Improve speaking (optional).Esperanto is mainly a written language. You can enjoy most of it without speaking it. But since the language is phonetic and straightforward, you can speak it fluently in less than 10 hours if you already write it fluently. The best way to become fluent is to go to a several day event such as NASK, JES and IJK, or to attend several local events in Esperanto.
- However, these are not a necessity. You can become fluent alone in your room. You can repeat after vlogs and/or read out loud chat conversations. You can use Telegram to chat with small voice message in the group Voĉbabilejo and find speaking partners. You can use websites who provide instant speaking rooms without needing to install anything.
- Read about word formation. It is not taught enough but is extensively used. It will make your learning experience better.
- Don’t worry to be original and to build your own words. If you follow the examples and the rules, your Esperanto is valid.
- If there are many ways to say the same thing, the most regular one is often the best. You can trust your intuition on Esperanto.
- Every fluent speaker misses the accusative from time to time, so don’t worry too much about it. You will be understood, that’s the most important thing.
- Try to use few and simple words.
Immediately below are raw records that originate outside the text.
PR #730, opened 2020-08-20
MinGW cross-compile toolchain files for cmake under Linux

mtl1979:
These toolchain files set minimal variables for successful compile on Ubuntu, tested on 18.04.4 ...
Does not yet have full support for running tests, but most tests pass if Ubuntu is running inside WSL.


Dead2:
Looks good to me

nmoinvaz:
Maybe in a separate PR we can add it to CI.

mtl1979:
I'm not sure what would be the best way to make the tests run on clean Linux without WSL... maybe add support for wine or something... Not really my area of expertise...

PR #1281, opened 2022-05-31
[ARM] We need to include NEON headers when testing for -mfpu=neon.

mtl1979:
* If -mfpu is already specified in C_FLAGS, it can disable NEON support.


nmoinvaz (changes requested):
We should have the same check in `configure`. There exists header include for `check_neon_ld4_intrinsics` but not `check_neon_compiler_flag`.

https://github.com/zlib-ng/zlib-ng/blob/856884022cc7202b159ba76c8e89bb1d9f7300d5/configure#L1106-L1114

https://github.com/zlib-ng/zlib-ng/blob/856884022cc7202b159ba76c8e89bb1d9f7300d5/configure#L1120-L1136

nmoinvaz (approved):
LGTM

PR #1286, opened 2022-06-06
Fixed inflate size conversion warning in chunkcopy_safe.

nmoinvaz:
Using `-A Win32 -D WITH_MAINTAINER_WARNINGS=ON`.
```
  inflate_p.h(142,27): warning C4244: 'function': conversion from 'uint64_t' to 'size_t', possible loss of data
```
Here I just move the cast from `uint64_t` to `size_t` to the call to `memcpy`.

### DIFF
--- a/inflate_p.h
+++ b/inflate_p.h
@@ -130,16 +130,16 @@
     } while (0)
 
 /* Behave like chunkcopy, but avoid writing beyond of legal output. */
-static inline uint8_t* chunkcopy_safe(uint8_t *out, uint8_t *from, size_t len, uint8_t *safe) {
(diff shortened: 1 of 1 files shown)


KungFuJesus (approved):
Also looks fine.  Technically the argument to memcpy being casted isn't semantically, however, as established previously, it's impossible to actually copy that much memory on a 32 bit platform, anyway.  You'd overflow the pointer.

nmoinvaz:
Yeah the actual warning was not casting to `size_t` from `llabs`. However, rather than cast it there, I thought it might be best to cast it at `memcpy`. But you are right, it would overflow either way.

Dead2 (approved):

PR #1290, opened 2022-06-08
Add a test for concurrently modifying deflate() input

iii-i:
Hi,

I'm still working on a fix for #1253, but in the meantime I'd like to contribute a test, which it makes sense to have anyway.

Best regards,
Ilya

---

The test simulates what one of the QEMU live migration tests is doing:
increments each buffer byte by 1 while deflate()ing it.

The test tries to produce a race condition and therefore is
probabilistic. The longer it runs, the better are the chances to catch
an issue. The scenario in question is known to be broken on IBM Z
with DFLTCC, and there it is caught in 100ms most of the time. The
run time is therefore set to 1 second in order to balance usability and
reliability.

### DIFF
--- a/test/CMakeLists.txt
+++ b/test/CMakeLists.txt
@@ -22,9 +22,6 @@ if(NOT TARGET GTest::GTest)
     # Prevent overriding the parent project's compiler/linker settings for Windows
     set(gtest_force_shared_crt ON CACHE BOOL
         "Use shared (DLL) run-time lib even when Google Test is built as static lib." FORCE)
-    # Disable pthreads for simplicity
-    set(gtest_disable_pthreads ON CACHE BOOL
-        "Disable uses of pthreads in gtest." FORCE)
 
     # Allow specifying alternative Google test repository
     if(NOT DEFINED GTEST_REPOSITORY)
@@ -99,6 +96,16 @@ if(WITH_SANITIZER STREQUAL "Memory")
 endif()
 
 target_link_libraries(gtest_zlib zlibstatic GTest::GTest)
+
+find_package(Threads)
+if(Threads_FOUND)
+    target_sources(gtest_zlib PRIVATE test_deflate_concurrency.cc)
+    if(UNIX AND NOT APPLE)
+        # On Linux, use a workaround for https://gcc.gnu.org/bugzilla/show_bug.cgi?id=52590
+        target_link_libraries(gtest_zlib -Wl,--whole-archive -lpthread -Wl,--no-whole-archive)
+    endif()
+    target_link_libraries(gtest_zlib Threads::Threads)
+endif()
 
 if(ZLIB_ENABLE_TESTS)
     add_test(NAME gtest_zlib
--- a/test/test_deflate_concurrency.cc
+++ b/test/test_deflate_concurrency.cc
@@ -1,0 +1,170 @@
+/* Test deflate() on concurrently modified next_in.
+ *
+ * Plain zlib does not document that this is supported, but in practice it tolerates this, and QEMU live migration is
+ * known to rely on this. Make sure zlib-ng tolerates this as well.
+ */
+
+#include "zbuild.h"
+#ifdef ZLIB_COMPAT
+#include "zlib.h"
+#else
+#include "zlib-ng.h"
+#endif
+
+#include <gtest/gtest.h>
+
+#include <algorithm>
+#include <atomic>
+#include <cstring>
+#include <thread>
+
+static uint8_t buf[8 * 1024];
+static uint8_t zbuf[4 * 1024];
+static uint8_t tmp[8 * 1024];
+
+/* Thread that increments all bytes in buf by 1. */
+class Mutator {
+    enum class State {
+        PAUSED,
+        RUNNING,
+        STOPPED,
+    };
+
+public:
+    Mutator()
+        : m_state(State::PAUSED), m_target_state(State::PAUSED),
+          m_thread(&Mutator::run, this) {}
+    ~Mutator() {
+        transition(State::STOPPED);
+        m_thread.join();
+    }
+
+    void pause() {
+        transition(State::PAUSED);
+    }
+
+    void resume() {
+        transition(State::RUNNING);
+    }
+
+private:
+    void run() {
+        while (true) {
+            m_state.store(m_target_state);
+            if (m_state == State::PAUSED)
+                continue;
+            if (m_state == State::STOPPED)
+                break;
+            for (uint8_t & i: buf)
+                i++;
+        }
+    }
+
+    void transition(State target_state) {
+        m_target_state = target_state;
+        while (m_state != target_state) {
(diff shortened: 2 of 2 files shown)


test/CMakeLists.txt
```diff
@@ -89,6 +90,9 @@ target_include_directories(gtest_zlib PRIVATE
     ${CMAKE_SOURCE_DIR}
     ${CMAKE_BINARY_DIR})
 
+find_package(Threads REQUIRED)
```
nmoinvaz: It would be good to include `test_deflate_concurrency.cc` only if `Threads` is found.

nmoinvaz (commented):
It is great to see new tests being added to Google Test framework.

test/CMakeLists.txt
iii-i: Done.

iii-i:
The new test fails on s390x, ppc64 and sparc in QEMU. However, I cannot reproduce this neither on real hardware, nor in QEMU. So I've added a temporary commit to this PR, that shows what syscalls QEMU is handling. Maybe this will shed some light on the issue.

phprus:
``pthread`` support is disabled in ``gtest``:
https://github.com/zlib-ng/zlib-ng/blob/201188691a990468ae1c6ebba4e12bd1a62166b0/test/CMakeLists.txt#L25-L27

iii-i:
@phprus thanks, I missed this! I think we should remove it now: gtest will then do `find_package(Threads)`.

I haven't noticed anything suspicious in the strace output, so I'll push the amended commit now.

iii-i:
The failures are caused by https://gcc.gnu.org/bugzilla/show_bug.cgi?id=52590. I've added the workaround proposed there (they actually suggest not to use static linking at all, but I've decided not to touch that part of the test infrastructure).

nmoinvaz:
I wonder if there are any problems compiling on Windows where pthreads library doesn't exist.
https://stackoverflow.com/questions/13218646/cmake-pthread-h-not-found-in-windows

iii-i:
The test code doesn't use pthreads directly (it uses the C++ standard library); and on Windows CMake's FindThreads assumes that threading just works:

```
if(CMAKE_SYSTEM_NAME MATCHES "Windows")
  set(CMAKE_USE_WIN32_THREADS_INIT 1)
  set(Threads_FOUND TRUE)
endif()
```

Dead2 (approved):
LGTM

test/test_deflate_concurrency.cc
```diff
@@ -0,0 +1,170 @@
...
+        }
+    }
+
+    std::atomic<State> m_state, m_target_state;
+    std::thread m_thread;
+};
+
+TEST(deflate, concurrency) {
+#ifdef S390_DFLTCC_DEFLATE
+    GTEST_SKIP() << "XFAIL S390_DFLTCC_DEFLATE";
```
nmoinvaz: Is `XFAIL` intended?

iii-i: Yes, since it's eXpected to fail. However, come to think of it, this word is normally used when you really let the test fail, which we are not doing here. Let me replace this with the more straightforward "known to be broken with S390_DFLTCC_DEFLATE".

test/CMakeLists.txt
```diff
@@ -83,6 +80,11 @@ if(WITH_GZFILEOP)
     list(APPEND TEST_SRCS test_gzio.cc)
 endif()
 
+find_package(Threads)
```
nmoinvaz: In #1299, I use `target_sources` instead of trying to add to `TEST_SRCS`. It might be worth simplifying the two blocks of changes in this file into one like I have done.

iii-i: Done.

iii-i:
CMake / Ubuntu GCC S390X DFLTCC Compat UBSAN: failed to upload coverage report.
CMake / Windows GCC Compat No Opt: doesn't seem to be related to this change, but looks scary:
```
2022-06-22T09:26:58.0837250Z 557: D:/a/zlib-ng/zlib-ng/minigzip.exe: <fd:0>: incorrect data check
2022-06-22T09:26:58.0873491Z 557: CMake Error at cmake/run-and-redirect.cmake:53 (message):
2022-06-22T09:26:58.0914751Z 557:   D:/a/zlib-ng/zlib-ng/minigzip.exe;-d;-c failed: 1
2022-06-22T09:26:58.2082861Z 557: 
2022-06-22T09:26:58.2111575Z 557: 
2022-06-22T09:26:58.2469329Z 557: CMake Error at cmake/test-compress.cmake:246 (message):
2022-06-22T09:26:58.2622435Z 557:   Decompress gzip failed: 1
2022-06-22T09:26:58.2642465Z 557: 
2022-06-22T09:26:58.2647497Z 557: 
2022-06-22T09:26:58.2692595Z 552/686 Test #557: minigzip-xml-h .............................................................................................................***Failed    3.06 sec
```

test/CMakeLists.txt
```diff
@@ -100,6 +97,16 @@ endif()
 
 target_link_libraries(gtest_zlib zlibstatic GTest::GTest)
 
+find_package(Threads)
+if(Threads_FOUND)
+	target_sources(gtest_zlib PRIVATE test_deflate_concurrency.cc)
```
nmoinvaz: I think there is a tab character here. Sorry 😕

iii-i: Ouch. Thanks for noticing this.

nmoinvaz (approved):

nmoinvaz:
It looks like this has broken the Windows GCC builds. Perhaps we should disable pthreads support on Windows that is not MSVC.

iii-i:
Sorry about that, I will take a look.

iii-i:
I've added

```
    - name: Setup tmate session
      uses: mxschmitt/action-tmate@v3
```

to ssh into the Windows runner, installed windbg using

```
env -u TEMP -u TMP choco install --force windows-sdk-10-version-2004-windbg
```

enabled and dumped loader logs with

```
'/c/Program Files (x86)/Windows Kits/10/Debuggers/x64/gflags.exe' -i gtest_zlib.exe +sls
'/c/Program Files (x86)/Windows Kits/10/Debuggers/x64/cdb.exe' gtest_zlib.exe
```

and finally saw the following:

```
1a88:1200 @ 03123968 - LdrpReportError - ERROR: Locating export "_ZSt28__throw_bad_array_new_lengthv" for DLL "D:\a\zlib-ng\zlib-ng\test\gtest_zlib.exe" failed with status: 0xc0000139.
(1a88.1200): Unknown exception - code c0000139 (first chance)
```

This is an indication that we are running with a different c++ standard library than we were building with. And indeed:

```
PATH=/c/ProgramData/chocolatey/lib/mingw/tools/install/mingw64/bin ./gtest_zlib.exe
```

runs successfully. I'll try to figure out what to do with this now.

Instead of using complex words, try to build them using simple ones. Esperanto is an agglutinative language. You will reach fluency faster and people will understand you better that way.
- Don’t underevaluate grammar books such as PMEG. Esperanto is a regular and easy language, so reading them is not as boring as you might think, you might even find them even fun. They will help realize the full expressing capabilities of the language and make you feel you master the language.
- Past a certain level, do not focus too much on learning.
- Be careful about prepositions (“on” “in” “at”), as they are used quite inconsistently in English. Think about the situation before using a preposition.
- Don’t cram. Learning works better with a small input everyday. Also, work enough. Even if Esperanto may be 5-times easier than French for you, you still have at least 100 hours to go before being perfectly fluent.
- Translating one word at a time is not a good way to learn a language. It is very common that two words in English should be translated into only one. For example: “to go on” -> “daŭrigi” ; “to come up” -> “alveni”.
- Don’t overfocus on speaking. If you can read and write fluently at a quick pace, you can reach speaking fluency in one week-end in an Esperanto event.
- Do not use dictionaries too much. They are useful to help you understand, but you should avoid them when you are trying to build a sentence, as you may end up using a rare word and not be understood. It is better to imitate how others speak.
- Avoid English idiomatic expressions such as “it’s raining cats and dogs”, as they won’t be understood. You can know if a expression is idiomatic if the meaning of the whole is not the literal meaning of each word together.
- Automatic translators are terrible at grammar. Do not use them to build your sentences. However they might help you skim through an article using uncommon words. Try the plug-ins/add-ons “Eklegu!” and “Google Translate”, they are handy because they can translate a word on a click.
- Be careful about music videos, since they tend to have a non-natural structure, word and rhythm that are hard to understand, even for fluent speakers.